Can you imagine that one day you are aimlessly roaming
around your usual environment and you encounter a crowd of foreign looking
extremities with 5 protrusions on each limb? Some of them are hairy, some
shaven, but these strange… things begin to surround you and soon enough you are
enclosed by them with no escape. You begin to here muffled noises getting
loader and earthlings reaching towards you, soon enough you are above water
unable to breath.
In recent
weeks, one particular dolphin was receiving a lot of media coverage. A crowd of
people in an Argentinian beach found that a baby female dolphin was close to
shore they surrounded the creature picked it up from the water and proceeded to
pass it around and take pictures with it. after a few minutes out of water,
like any fish the dolphin died in the hands of the beach goers but they
continued to take pictures with it even after death. Once they were satisfied
with their photographs the dolphin was discarded on the sand like an empty tin
can with no further purpose.
Credits to: Martina |
Once the occurrences
of this event became public, the online world was outraged.

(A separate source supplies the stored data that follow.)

PR #199, opened 2021-11-10
Browsing categories by organizations (browsability step 2)

ptbrowne:
This PR is fairly big.

- Ability to navigate organisations / themes through a dynamic tree
- Themes / organizations are displayed as tags inside the search results
- Can navigate to
  - /browse/organization/<iri>
  - /browse/organization/<iri>/theme/<iri>
  - /browse/theme/<iri>
  - /browse/theme/<iri>/organizations/<iri>
 - Tags inside cards can be used to navigate to organisations / themes
 - A autocomplete can be used to jump to theme / organisations on the index page
 - Full text search can be used on the browse page


app/rdf/query-cube-metadata.ts
```diff
@@ -42,11 +49,41 @@ export const createThemeLoader =
...
+export const createOrganizationLoader =
+  ({ locale }: { locale: string }) =>
+  async (
+    filterIris?: readonly string[]
+  ): Promise<(DataCubeOrganization | null)[]> => {
+    const query = SELECT.ALL.WHERE`
+    graph   <https://lindas.admin.ch/sfa/opendataswiss> {
+      ?theme a ${schema.Organization} ;
+        ${schema.name} ?name ;
+      filter (langmatches(lang(?name), "${locale}"))
```
herrstucki, line 64: Maybe not relevant to the prototype but have a look at the `loadResourceLabels` function from app/rdf/query-labels.ts here. What that does is it falls back to other languages if the main one is not available.

app/rdf/query-cube-metadata.ts
```diff
@@ -15,6 +15,13 @@ const parseSparqlTheme = (sparqlTheme: any) => {
   } as DataCubeTheme;
 };
 
+const parseSparqlOrganization = (sparqlOrg: any) => {
+  return {
+    label: sparqlOrg.name.value,
+    iri: sparqlOrg.theme.value,
+    __typename: "DataCubeOrganization",
```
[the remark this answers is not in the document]
ptbrowne: I've tried to fix the __typename problems in https://github.com/visualize-admin/visualization-tool/pull/199/commits/8999084a58f15184b39b8948de440d4d9e018d5b, my problem is that I reuse in the resolvers/parsers the types that are automatically created from the graphql schema, this is why I added the __typename there.
In the fixing commit, I Omit the __typename in the return type of resolvers / parsers. 🤞

app/rdf/query-cube-metadata.ts
ptbrowne: Ah yes, I had seen that and moved it to the end of the prototype, I will take a look thanks.

app/graphql/schema.graphql
```diff
@@ -25,6 +25,7 @@ type DataCube {
   version: String
   contactName: String
   contactEmail: String
+  creator: DataCubeOrganization
```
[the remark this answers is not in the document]
ptbrowne: If it makes sense, no problem for me to rename the field.

app/rdf/query-cube-metadata.ts
ptbrowne: Done in https://github.com/visualize-admin/visualization-tool/pull/199/commits/633f2b1c772eafee69dbdbf412cebcb08a97e095

app/graphql/schema.graphql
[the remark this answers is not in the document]
herrstucki: Not sure if it really makes sense but I guess someone decided it for a reason. Maybe a super-detail thing to consider is that IF there are multiple creators attached to a cube, there's no defined order to them, so if we decide to pick the first one, it may be a bit of a random choice

app/rdf/query-cube-metadata.ts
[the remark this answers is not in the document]
ptbrowne: Solved with using resolver types instead of query result types.

app/components/autocomplete.tsx
```diff
@@ -0,0 +1,155 @@
...
+    <Flex
+      as="li"
+      {...boxProps}
+      sx={{
+        alignItems: "center",
+        px: 4,
+        py: 4,
+      }}
+    >
+      {icon ? <Box sx={{ width: 24, height: 24 }}>{icon}</Box> : null}
```
bprusinowski, line 51: nit: icon && <Box...></Box>?

ptbrowne: Ah yes, I always do that, not sure why, I agree.

app/configurator/components/breadcrumbs.tsx
```diff
@@ -0,0 +1,45 @@
...
+
+const Breadcrumbs = ({
+  breadcrumbs,
+  Breadcrumb,
+  onClickBreadcrumb,
+  ...boxProps
+}: {
+  breadcrumbs: any;
+  Breadcrumb: React.ElementType<{ breadcrumb: any; onClick: () => void }>;
+  onClickBreadcrumb?: (i: number) => void;
```
herrstucki, line 14: nit: Does the `<Breadcrumbs>` component even need to know about how to handle clicks or is it better to leave that to the individual breadcrumbs (e.g. the `<Links>`) and use composition. So this could simply become `{ children: ReactNode } & BoxProps` …

```jsx
// Instead of
<Breadcrumbs
  breadcrumbs={["one", "two"]}
  Breadcrumb={MyComponent}
  onClickBreadcrumb={() => ...}
/>

// Rather this?

<Breadcrumbs>
  <Link href="...">One</Link>
  <Link href="...">Two</Link>
</Breadcrumb>
```

herrstucki (commented):
Overall LGTM! It really works nicely!

- The autocomplete on the home page doesn't *really* work yet, sometimes I select something and nothing happens
- When selecting a dataset to preview should we go to /create/new?cube=<iri> already? Otherwise we can't link to this view.

app/rdf/query-cube-metadata.ts
```diff
@@ -88,3 +87,63 @@ export const loadThemes = ({ locale }: { locale: string }) => {
...
+}: {
+  theme?: string;
+}) => {
+  const baseQuery = SELECT`(count(?iri) as ?count) ?creator`.WHERE`
+    ?iri ${dcterms.creator} ?creator.
+    ${theme ? `?iri <${dcat.theme.value}> <${theme}>.` : ``}
+    ?iri ${schema.workExample} <https://ld.admin.ch/application/visualize>.
+    ?iri ${
+      schema.creativeWorkStatus
+    } <https://ld.admin.ch/vocabulary/CreativeWorkStatus/Published>
```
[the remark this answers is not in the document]
ptbrowne: Yes. Keeping this in mind.

app/configurator/components/breadcrumbs.tsx
ptbrowne: Yes you're right I prefer the second way also.

app/components/autocomplete.tsx
ptbrowne: I will keep it this way as it is not so different and that I prefer to be able to quickly change the null to something :)

herrstucki:
Another thing to _maybe_ consider: I usually prefer to set up the routes more explicitly like `/browse/organizations/[orgIri]`, `/browse/organizations/[orgIri]/themes/[themeIri]` etc. rather than `/browse/[type]/[iri]/[subtype]/[subiri]`. It's a bit more redundant (needs more pages) _but_ has the advantage that you can name the dynamic params `orgIri` and `themeIri` regardless of how they're ordered, and that impossible types/subtypes (e.g. `/browse/dogs/.../cats/...` don't need to be handled explicitly. Of course, when more types get added it may need a more generic solution … but then maybe using query params would be preferable. Anyway, feel free to ignore this comment :)

PR #205, opened 2021-11-10
Rename env variables for clarity

herrstucki:
Follow-up on #194. Rename env variables to make it more clear which are available in the client, server and which are set during build time.


ptbrowne (approved):
Thanks !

What baffles me is that these people were so
quick to judge the actions of others and so ignorant to see that which they do
themselves.
Commercial
fishing occurs on a daily basis. This is where fish nets of immense sizes and capacities
are thrown into the sea in areas where wild life is most abundant and railed
back in with a crane onto a boat. In these nets for every pound of fish caught
five pounds of untargeted species are trapped too.
Here we see a
variety of whale species, dolphin species, shark species, turtle species, and
many other animals that are not consumed by our markets legally. These animals,
which yearly make up 2.7 trillion of the animals killed at sea, are part of the
collateral damage that commercial fishing causes and they make up 5% of every
catch. Their meat, useless to the catchers, is thrown back into the ocean once dead
or sold in black markets are rarities.
Aside from
fish markets there are fish farms.
The concept seems odd doesn’t it? Visualize gigantically cattle sized fish tightly
gathered around closed fences. Stress in these cramped cylindrical bins propel
the fish into cannibalism from loss of sanity. When consuming fish from these
fish farms, the stress hormones that they produced during their lives are now
toxins in the food sold in markets making the consumer susceptible to possible diseases.

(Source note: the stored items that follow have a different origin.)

PR #206, opened 2021-11-11
Add missing data imputations for stacked area charts

bprusinowski:
This PR is based on the conversation in #148 and it:
- introduces a concept of imputation of missing data (currently only applicable to stacked area charts with different time ranges for individual series),
- allows imputations with zeros or linearly interpolated values (in this case, if a series has a missing value at the beginning or at the end, then it will still be filled using 0),
- adds a proper section (called "Missing values") in the chart configurator (right panel) when using an area chart,
- the above section is disabled when no missing values are detected and is activated otherwise (I found it distracting when the whole section was disappearing and re-appearing but let me know what do you think about this).

Still TODO if you think the approach is ok:
- [x] add translations (only for published charts as of now)
- [x] add some info on the published chart to let people know about the fact that missing values were filled (?)
- [x] add tests

I will also add some comments to the code itself, as I'm not sure if I placed the some things in correct places :)

Thanks!

### DIFF
--- a/app/charts/area/areas-state.tsx
+++ b/app/charts/area/areas-state.tsx
@@ -2,6 +2,7 @@ import {
   ascending,
   descending,
   extent,
+  group,
   max,
   min,
   rollup,
@@ -32,11 +33,12 @@ import { useLocale } from "../../locales/use-locale";
 import { BRUSH_BOTTOM_SPACE } from "../shared/brush";
 import {
   getLabelWithUnit,
+  getWideData,
   useOptionalNumericVariable,
   usePreparedData,
   useSegment,
+  useStringVariable,
   useTemporalVariable,
-  useWideData,
 } from "../shared/chart-helpers";
 import { TooltipInfo } from "../shared/interaction/tooltip";
 import { ChartContext, ChartProps } from "../shared/use-chart-state";
@@ -95,10 +97,14 @@ const useAreasState = ({
 
   const getX = useTemporalVariable(fields.x.componentIri);
   const getY = useOptionalNumericVariable(fields.y.componentIri);
+  const getGroups = useStringVariable(fields.x.componentIri);
   const getSegment = useSegment(fields.segment?.componentIri);
 
   const hasSegment = fields.segment;
-  const allSegments = [...new Set(data.map((d) => getSegment(d)))];
+  const allSegments = useMemo(
+    () => [...new Set(data.map((d) => getSegment(d)))],
+    [data, getSegment]
+  );
 
   const xKey = fields.x.componentIri;
   const hasInteractiveTimeFilter = useMemo(
@@ -115,13 +121,21 @@ const useAreasState = ({
     [data, getX]
   );
 
-  const allDataWide = useWideData({
-    data: sortedData,
-    segments: allSegments,
-    getSegment,
-    getY,
-    xKey,
-  });
+  const sortedDataGroupedByX = useMemo(
+    () => group(data, getGroups),
+    [data, getGroups]
+  );
+
+  const allDataWide = useMemo(
+    () =>
+      getWideData({
+        dataGroupedByX: sortedDataGroupedByX,
+        xKey,
+        getY,
+        getSegment,
+      }),
+    [sortedDataGroupedByX, xKey, getY, getSegment]
+  );
 
   // Data for chart
   const preparedData = usePreparedData({
@@ -133,14 +147,30 @@ const useAreasState = ({
     getSegment,
   });
 
-  const chartWideData = useWideData({
-    data: preparedData,
-    xKey,
-    segments: allSegments,
-    imputationType: fields.y.imputationType,
-    getSegment,
-    getY,
-  });
+  const preparedDataGroupedByX = useMemo(
+    () => group(preparedData, getGroups),
+    [preparedData, getGroups]
+  );
+
+  const chartWideData = useMemo(
+    () =>
+      getWideData({
+        dataGroupedByX: preparedDataGroupedByX,
+        xKey,
+        getY,
+        allSegments,
+        getSegment,
+        imputationType: fields.y.imputationType,
+      }),
+    [
+      preparedDataGroupedByX,
+      xKey,
+      getY,
+      allSegments,
+      getSegment,
+      fields.y.imputationType,
+    ]
+  );
 
   const yMeasure = measures.find((d) => d.iri === fields.y.componentIri);
 
--- a/app/charts/area/areas-state.tsx
+++ b/app/charts/area/areas-state.tsx
@@ -20,7 +20,7 @@ import {
   sum,
 } from "d3";
 import { ReactNode, useCallback, useMemo } from "react";
-import { AreaFields, ImputationType } from "../../configurator";
+import { AreaFields } from "../../configurator";
 import {
   getPalette,
   parseDate,
@@ -33,9 +33,9 @@ import { estimateTextWidth } from "../../lib/estimate-text-width";
 import { useLocale } from "../../locales/use-locale";
 import { BRUSH_BOTTOM_SPACE } from "../shared/brush";
 import {
-  getBaseWideData,
   getLabelWithUnit,
   getTemporalWideDataWithImputedValues,
+  getWideData,
   usePreparedData,
 } from "../shared/chart-helpers";
 import { TooltipInfo } from "../shared/interaction/tooltip";
@@ -69,14 +69,12 @@ const useAreasState = ({
   fields,
   dimensions,
   measures,
-  imputationType,
   interactiveFiltersConfig,
   aspectRatio,
 }: Pick<
   ChartProps,
   "data" | "dimensions" | "measures" | "interactiveFiltersConfig"
 > & {
-  imputationType: ImputationType;
   fields: AreaFields;
   aspectRatio: number;
 }): AreasState => {
@@ -131,7 +129,7 @@ const useAreasState = ({
     sortedData,
     (d) => d[fields.x.componentIri] as string
   );
-  const allDataWide = getBaseWideData({
+  const allDataWide = getWideData({
     groupedMap: allDataGroupedMap,
     getSegment,
     getY,
@@ -157,7 +155,7 @@ const useAreasState = ({
     groupedMap,
     xKey,
     segments: allSegments,
-    imputationType,
+    imputationType: fields.y.imputationType || "none",
     segmentKey,
     getSegment,
     getY,
@@ -374,14 +372,12 @@ const AreaChartProvider = ({
   measures,
   dimensions,
   interactiveFiltersConfig,
-  imputationType,
   aspectRatio,
   children,
 }: Pick<
   ChartProps,
   "data" | "fields" | "dimensions" | "measures" | "interactiveFiltersConfig"
 > & {
-  imputationType: ImputationType;
   children: ReactNode;
   aspectRatio: number;
 } & { fields: AreaFields }) => {
@@ -390,7 +386,6 @@ const AreaChartProvider = ({
     fields,
     dimensions,
     measures,
-    imputationType,
     interactiveFiltersConfig,
     aspectRatio,
   });
@@ -405,14 +400,12 @@ export const AreaChart = ({
   measures,
   dimensions,
   interactiveFiltersConfig,
-  imputationType,
   aspectRatio,
   children,
 }: Pick<
   ChartProps,
   "data" | "fields" | "dimensions" | "measures" | "interactiveFiltersConfig"
 > & {
-  imputationType: ImputationType;
   children: ReactNode;
   fields: AreaFields;
   aspectRatio: number;
@@ -425,7 +418,6 @@ export const AreaChart = ({
           fields={fields}
           dimensions={dimensions}
           measures={measures}
-          imputationType={imputationType}
           interactiveFiltersConfig={interactiveFiltersConfig}
           aspectRatio={aspectRatio}
         >
--- a/app/charts/area/areas-state.tsx
+++ b/app/charts/area/areas-state.tsx
@@ -13,7 +13,6 @@ import {
   ScaleTime,
   scaleTime,
   stack,
-  stackOffsetDiverging,
   stackOrderAscending,
   stackOrderDescending,
   stackOrderReverse,
@@ -34,6 +33,7 @@ import { BRUSH_BOTTOM_SPACE } from "../shared/brush";
 import {
   getLabelWithUnit,
   getWideData,
+  stackOffsetDivergingPositiveZeros,
   useOptionalNumericVariable,
   usePreparedData,
   useSegment,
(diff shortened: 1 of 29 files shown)


app/configurator/config-types.ts
```diff
@@ -273,13 +281,16 @@ const AreaFields = t.intersection([
...
+const AreaConfig = t.intersection(
+  [
+    t.type({
+      chartType: t.literal("area"),
+      filters: Filters,
+      interactiveFiltersConfig: InteractiveFiltersConfig,
+      fields: AreaFields,
+    }),
+    t.partial({ imputationType: ImputationType }),
+  ],
```
bprusinowski, line 293: Not sure is imputationType should be at this level; maybe it belongs to Y field? Or a segment field, as currently it's only used in conjunction with segments?

app/charts/shared/chart-helpers.tsx
```diff
@@ -121,31 +127,166 @@ export const usePreparedData = ({
...
+export const getTemporalWideDataWithImputedValues = ({
+  xKey,
+  groupedMap,
+  imputationType,
+  segmentKey,
+  segments,
+  getSegment,
+  getX,
+  getY,
+}: {
```
bprusinowski, line 169: From my very simple performance tests, it seems that drawing a chart w/o any imputations is as fast as filling with 0s, while linear interpolation is several times slower. Maybe some caching could be used there to not run this function again and again when we use the same inputs? I' would appreciate your view on that :)

app/configurator/components/chart-options-selector.tsx
```diff
@@ -42,8 +47,27 @@ export const ChartOptionsSelector = ({
...
+      locale,
+      iri: state.dataSet,
+      measures,
+      filters: state.chartConfig.filters,
+    },
+  });
+
+  const imputationNeeded = useImputationNeeded({
+    chartConfig: state.chartConfig,
+    data: data?.dataCubeByIri?.observations.data,
```
bprusinowski, line 70: Also not sure if this should be done there, but I didn't come up with more elegant solution :)

app/components/chart-preview.tsx
```diff
@@ -159,49 +167,49 @@ const Chart = ({
   return (
     <>
       {/* CHARTS */}
-      {chartConfig.chartType === "column" && (
+      {isColumnConfig(chartConfig) && (
```
herrstucki, line 170: Nice!

app/charts/shared/chart-helpers.tsx
```diff
@@ -160,4 +168,43 @@ export const getLabelWithUnit = (
...
+  for (const value of groupedMap.values()) {
+    if (value.length !== segments.length) {
+      return true;
+    }
+  }
+
+  return false;
+};
 
+export const useImputationNeeded = ({
```
herrstucki, line 317: Do I understand correctly … this is only true IF we use segments? No imputation needed when the area chart is not stacked?

app/charts/shared/chart-helpers.tsx
herrstucki: Can we find the actual slow parts (using Chrome dev tools)? I haven't looked at the code too closely yet but it seems that there are quite a few intermediate arrays created and looped over and maybe there's an opportunity to optimize this a bit.

Just by looking at the arguments of this function, memoizing seems not super-trivial, since we need to make sure none of these inputs change between renders. Not the easiest to do with React …

app/configurator/config-types.ts
herrstucki: Yeah … sounds more like a field-level config (could there be a case where x AND y are imputed?)? I don't think it just belongs to the segment part though.

app/charts/shared/chart-helpers.tsx
```diff
@@ -160,4 +168,43 @@ export const getLabelWithUnit = (
     : dimension.label;
 };
 
+export const checkForMissingValuesInSegments = (
+  groupedMap: InternMap<string, Array<Observation>>,
```
ptbrowne, line 305: `observationsByX` would be clearer to me, I had trouble understanding by what the observations were grouped here.

herrstucki:
I think the thing we really need to decide on a design level is which messages to show and when, especially on a published chart. I'm generally not a fan of adding disclaimers all over the place :)

app/charts/shared/chart-helpers.tsx
bprusinowski: Yes, right now this only applies to stacked area charts – in case of a regular area chart, there won't be any missing segments which would require imputation

app/charts/shared/chart-helpers.tsx
```diff
@@ -160,4 +168,43 @@ export const getLabelWithUnit = (
...
+
+  if (isAreaConfig(chartConfig) && data) {
+    return checkForMissingValuesInSegments(
+      group(
+        data,
+        (d: Observation) => d[chartConfig.fields.x.componentIri] as string
+      ),
+      [...new Set(data.map((d) => getSegment(d)))]
+    );
+  }
```
ptbrowne, line 340: I think you should useMemo here so that we do not checkForMIssingValues everytime we pass into this function. I think the getSegment helper could be intiialized inside the useMemo, not sure it it serves that it is useful on its own.

app/configurator/components/chart-options-selector.tsx
```diff
@@ -42,8 +46,27 @@ export const ChartOptionsSelector = ({
...
-  const [{ data }] = useDataCubeMetadataWithComponentValuesQuery({
-    variables: { iri: state.dataSet, locale },
+  const measures =
+    "y" in state.chartConfig.fields
+      ? [state.chartConfig.fields.y.componentIri]
+      : isTableConfig(state.chartConfig)
+      ? Object.values(state.chartConfig.fields).flatMap((f) =>
+          f.componentType === "Measure" && !f.isHidden ? [f.componentIri] : []
+        )
+      : [];
```
ptbrowne, line 57: Nit: useMemo with chartConfig as dep would not hurt.

app/configurator/components/chart-options-selector.tsx
ptbrowne: I think it's OK for now :)

app/configurator/components/chart-options-selector.tsx
```diff
@@ -120,13 +150,15 @@ const EncodingOptionsPanel = ({
...
   metaData,
+  imputationNeeded,
 }: {
   encoding: EncodingSpec;
   state: ConfiguratorStateConfiguringChart;
   field: string;
   chartType: ChartType;
   component: DimensionMetaDataFragment | undefined;
   metaData: DataCubeMetadata;
+  imputationNeeded: boolean;
```
ptbrowne, line 162: Not a fan of this though (prop drilling the imputationNeeded), it seems like it should be part of a more generic context that would contain computed informations on the chart. The generic "stats" computation context would hold imputationNeeded, and then component that need it would just take it from the context.

Let's keep it in mind when we do further improvements, I do not think it is needed at this point.

app/charts/shared/chart-helpers.tsx
```diff
@@ -129,27 +126,36 @@ export const usePreparedData = ({
...
+// Helper to pivot a dataset to a wider format
+export const getBaseWideData = ({
   xKey,
   groupedMap,
   getSegment,
   getY,
 }: {
   xKey: string;
-  groupedMap: Map<string, Record<string, ObservationValue>[]>;
+  groupedMap: Map<string, Array<Observation>>;
```
ptbrowne, line 138: Again I think that `groupedBy<GroupVariable>` would be better.

app/charts/area/areas-state.tsx
```diff
@@ -106,11 +105,13 @@ const useAreasState = ({
     const v = d[fields.y.componentIri];
     return v !== null ? +v : null;
   };
+  const segmentKey = fields.segment ? fields.segment.componentIri : "segment";
   const getSegment = useCallback(
     (d: Observation): string =>
       fields.segment ? (d[fields.segment.componentIri] as string) : "segment",
     [fields.segment]
   );
+  const allSegments = [...new Set(data.map((d) => getSegment(d)))];
```
ptbrowne, line 114: Nit: For the record, I had trouble understand "segment", maybe stackVar would be better ? Not for this PR though.

app/configurator/config-types.ts
bprusinowski: I think that generally, as of now, there isn't a case where x and y are both inputed. We are only imputing missing values that were "artificially" introduced to the data by selecting a particular chart type (stacked area chart) and not all the missing values. So let's say that we have an X temporal axis with a "yearly" resolution; if we are missing some years, we are not offering a way to impute these; only if a missing value appeared due to stacking of series of different timespans.

app/charts/shared/chart-helpers.tsx
bprusinowski: Will look into that!

ptbrowne: It seems that we would only need

- data
- x variable
- y variable
- stack variable ("segment")
- imputation type

and then we can memoize easily. getX and xKey seem redundant and groupedMap seems to be computable through data and segmentKey right ?

I think that memoization should be done regardless of whether the underlying algorithm is performant.

I find the algorithm below hard to read, I am wondering if it could be simplified into:

```
const fillNaLinear = (values) => {
  
}

const fillNaZeros = (values) =. {}

const fillNaNone = (values) => {}
```

Here it seems like the core algorithm is obscured by our particular business logic on how to access x value, y value, segment value.

app/configurator/config-types.ts
ptbrowne: To me, it would make sense to put it in the "y" field config. I do not have a super strong opinion though.

ptbrowne:
I think reworking the particular `getTemporalWideDataWithImputedValues` needs to be simplified a bit. The API should be simpler and memoized. In general though I think the PR is going in the right direction.

bprusinowski:
Thanks for your comments @herrstucki and @ptbrowne! I have introduced some changes that made the linear imputation as fast as filling with zeros; also I hope the code will be more clear now.

app/charts/shared/imputation.tsx
```diff
@@ -0,0 +1,82 @@
...
+  dataSortedByX: Array<TemporalSeriesBeforeImputationEntry>;
+}): Array<TemporalSeriesAfterImputationEntry> => {
+  const indexedData: Array<[TemporalSeriesBeforeImputationEntry, number]> =
+    dataSortedByX.map((d, i) => [d, i]);
+  const presentDataIndexes = indexedData
+    .filter((d) => d[0].value !== null)
+    .map((d) => d[1]);
+  const missingDataIndexes = indexedData
+    .filter((d) => d[0].value === null)
+    .map((d) => d[1]);
```
herrstucki, line 48: Mostly a nit but this still creates some unnecessary Arrays that you don't really need (and have to be garbage-collected).

```ts
const indexedData: Array<[TemporalSeriesBeforeImputationEntry, number]> =
    dataSortedByX.map((d, i) => [d, i]); // -> new Array!
  const presentDataIndexes = indexedData
    .filter((d) => d[0].value !== null) // -> new Array!
    .map((d) => d[1]); // -> new Array!
  const missingDataIndexes = indexedData
    .filter((d) => d[0].value === null) // -> new Array!
    .map((d) => d[1]); // -> new Array!
```

You could combine `.filter().map()` into one loop with `dataSortedByX.flatMap((d, i) => d.value !== null ? [i] : [])` but if you wanted to optimize this a bit more, a good old-fashioned for-loop is the way to go (less "functional" but arguably even more readable?). This way you only need one loop:

```ts
let presentDataIndexes = [];
let missingDataIndexes = [];
for (let i = 0; i < dataSortedByX.length; i++) {
  if (dataSortedByX[i].value !== null) {
    presentDataIndexes.push(i)
  } else {
    missingDataIndexes.push(i)
  }
}
```

app/charts/shared/imputation.tsx
```diff
@@ -0,0 +1,82 @@
...
+
+  for (const missingDataIndex of missingDataIndexes) {
+    const nextIndex = presentDataIndexes.findIndex((d) => d > missingDataIndex);
```
herrstucki, line 51: Nit: The name `nextIndex` is bit confusing because this refers to the index of the array containing indexes.

herrstucki (commented):
Nice, I like how you extracted some of the shared logic between charts. To me it's much clearer than before, I only commented on some details in the code.

herrstucki:
The build on Heroku is currently failing … I'll try to check out locally and find out what the issue is

herrstucki:
There still seems to be an issue with the linear interpolation, maybe specific to this value being 0

Bildschirmfoto 2021-11-16 um 10 35 11

app/charts/shared/imputation.tsx
```diff
@@ -0,0 +1,82 @@
+import { interpolate } from "d3-interpolate";
+
+export const interpolateZerosValue = () => {
+  return Number.MIN_VALUE;
```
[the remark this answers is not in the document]
bprusinowski: This is for the same reason why the interpolation seems broken for 0 (the image you provided below)... We are using a [d3.stackOffsetDiverging](https://github.com/d3/d3-shape#stackOffsetDiverging) for specify how the values should be stacked (_positive values are stacked above zero, negative values are stacked below zero, and zero values are stacked at zero_). By using this, 0s are always stacked at zeros (I also encountered problems like this and that's why I opted for the Number.MIN_VALUE when filling with 0s).

I guess we still need this offset type, as there can be negative values in series, but maybe we also could replace 0s with Number.MIN_VALUE in the actual data?

app/charts/shared/imputation.tsx
ptbrowne: 👍  for jeremy approach if this is a tight loop.

Another approach with still intermediate arrays (for the record): 

```
const { true: presentDataIndexes, false: missingDataIndexes } = mapValues(groupBy(indexedData, d => d[0].value === null), x => x[1])
```

herrstucki (approved):
Approved! Some of the German could be improved slightly but let's do that another time.

herrstucki:
What I mean specifically is that "Imputation" is a very technical term but I don't have a better proposal at this point 😉

app/charts/shared/imputation.spec.tsx
```diff
@@ -0,0 +1,56 @@
...
+      dataSortedByX: dataToImpute,
+    });
+
+    expect(Math.round(dataToImpute[1].value! * 1e5) / 1e5).toEqual(
+      Math.round(expectedLinearlyInterpolatedValue * 1e5) / 1e5
+    );
+    expect(dataToImpute[0].value).toEqual(previousValue);
+    expect(dataToImpute[2].value).toEqual(nextValue);
+  });
+});
```
ptbrowne, line 56: 🎉

bprusinowski:
Thanks! Yeah, @ptbrowne also mentioned that – maybe we could go with "filling"? But let's decide that after client's feedback :)

ptbrowne:
👍 🎉  Thanks good job for the tests :)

Credits to: Zachary Lehman |
Commercial
fish industries have some fishy business going on and the consumers have no
clue.
When pulling
fish out of water they experience a severe change in pressure which causes
their stomachs to turn inside out, their eyes to bulge form their sockets, and
their gills to collapse from an insufficient intake of oxygen that they receive
from water molecules.
Fish and othersea creatures are the most abused of all the commercially consumed animals.
Their inability to create noise audible to the human ear makes their screams
unheard and un noticed but this does not mean they should not be treated with
the same farness as all earths creatures.
It is clear that a more sustainable way of fishing needs to be adopted. Wild Caught fish can easily drain the population of a body of water rapidly, while farming poses its own unique problems. The detrimental effects of fish farming vary widely among species. For example salmon farming is supposed to be terrible for the environment, while fish like catfish are supposed to pose less of an environmental impact.